Data section:
PR #3666, opened 2018-11-08
Update zigbee-switch-power.groovy

vseven:
Re: https://github.com/SmartThingsCommunity/SmartThingsPublic/pull/3631

### DIFF
--- a/devicetypes/smartthings/zigbee-switch-power.src/zigbee-switch-power.groovy
+++ b/devicetypes/smartthings/zigbee-switch-power.src/zigbee-switch-power.groovy
@@ -28,7 +28,12 @@ metadata {
         fingerprint profileId: "0104", inClusters: "0000, 0003, 0004, 0005, 0006, 0702, 0B05", outClusters: "0003, 000A, 0019", manufacturer: "Jasco Products", model: "45853", deviceJoinName: "GE ZigBee Plug-In Switch"
         fingerprint profileId: "0104", inClusters: "0000, 0003, 0004, 0005, 0006, 0702, 0B05", outClusters: "000A, 0019", manufacturer: "Jasco Products", model: "45856", deviceJoinName: "GE ZigBee In-Wall Switch"
     }
-
+    
+	preferences {
+		input title: "Power Correction", description: "Some sensors display the power value as a multiple of ten to get around a decimal place.  If you device does this you can add a divisor to offset the value.  A value of 1 makes no correction, a value of 10 will divide the sensors value by ten, etc.", displayDuringSetup: false, type: "paragraph", element: "paragraph"
+		input "powerDivisor", "number", title: "Divisor", description: "Divide power value by this number", range: "1..100", displayDuringSetup: false
+    }
+    
     tiles(scale: 2) {
         multiAttributeTile(name:"switch", type: "lighting", width: 6, height: 4, canChangeIcon: true){
             tileAttribute ("device.switch", key: "PRIMARY_CONTROL") {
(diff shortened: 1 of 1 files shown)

Try it: Could you print all of the data above once more, unaltered?

Finished task:
PR #3666, opened 2018-11-08
Update zigbee-switch-power.groovy

vseven:
Re: https://github.com/SmartThingsCommunity/SmartThingsPublic/pull/3631

### DIFF
--- a/devicetypes/smartthings/zigbee-switch-power.src/zigbee-switch-power.groovy
+++ b/devicetypes/smartthings/zigbee-switch-power.src/zigbee-switch-power.groovy
@@ -28,7 +28,12 @@ metadata {
         fingerprint profileId: "0104", inClusters: "0000, 0003, 0004, 0005, 0006, 0702, 0B05", outClusters: "0003, 000A, 0019", manufacturer: "Jasco Products", model: "45853", deviceJoinName: "GE ZigBee Plug-In Switch"
         fingerprint profileId: "0104", inClusters: "0000, 0003, 0004, 0005, 0006, 0702, 0B05", outClusters: "000A, 0019", manufacturer: "Jasco Products", model: "45856", deviceJoinName: "GE ZigBee In-Wall Switch"
     }
-
+    
+	preferences {
+		input title: "Power Correction", description: "Some sensors display the power value as a multiple of ten to get around a decimal place.  If you device does this you can add a divisor to offset the value.  A value of 1 makes no correction, a value of 10 will divide the sensors value by ten, etc.", displayDuringSetup: false, type: "paragraph", element: "paragraph"
+		input "powerDivisor", "number", title: "Divisor", description: "Divide power value by this number", range: "1..100", displayDuringSetup: false
+    }
+    
     tiles(scale: 2) {
         multiAttributeTile(name:"switch", type: "lighting", width: 6, height: 4, canChangeIcon: true){
             tileAttribute ("device.switch", key: "PRIMARY_CONTROL") {
(diff shortened: 1 of 1 files shown)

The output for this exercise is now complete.